A Case Against “Inclusive Language”
The debate over “inclusive language” rages on. The average parishioner may not follow the volleys back and forth. I confess that I am not your average parishioner. My background includes preparation for ordination in the United Methodist Church, followed by conversion to the Catholic Church. But I am not the only Catholic who has noted inclusive language being used in the local parish where it has not been approved.
As a Protestant seminarian, I used inclusive language regularly because it was expected by my professors. I often found it awkward and imprecise. At the same time, I am no stranger to gender bias. I have been hurt deeply over the years by disrespect for my intelligence and contributions as a woman. Yet, I question what end is furthered by the use of inclusive language. There are some solid theological limits to the use of inclusive language. Furthermore, the spiritual shortcomings of inclusive language stop me dead in my tracks.
Most supporters of inclusive language say they are motivated by pastoral concerns. They want the Church to communicate the good news about Jesus “effectively.” They believe inclusive language reaches women. Their opponents remind us that our religion is gender-specific. For example, Christ walked the earth as a male. Our understanding of both Christ and the Church are centered in this fact.

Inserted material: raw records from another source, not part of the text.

Issue #1527, opened 2024-04-30
Improve Template Caching


jakejackson1:
**Description**

The additional caching done on installed templates is causing some friction for some developers. Specifically those that install templates via FTP or a File Manager. 

1. Research viability of generating a "cache" file that includes a JSON dump of all template information. Clearing the cache is as simple as deleting the file.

Speakers of Latin-based languages are generally bemused about our preoccupation with translation. Pronouns in these tongues clearly indicate the masculine and feminine, singular and plural. English does not. This peculiarity of English forces us to “choose a gender” when translating passages about individuals or groups of people. Traditionally, the gender chosen has been male. This is no longer always true. The changing role of women in society has forced many linguistic changes in the last 30 years. But the heavy-handed imposition of inclusive language can actually impede communication and obscure the revealed truth about God.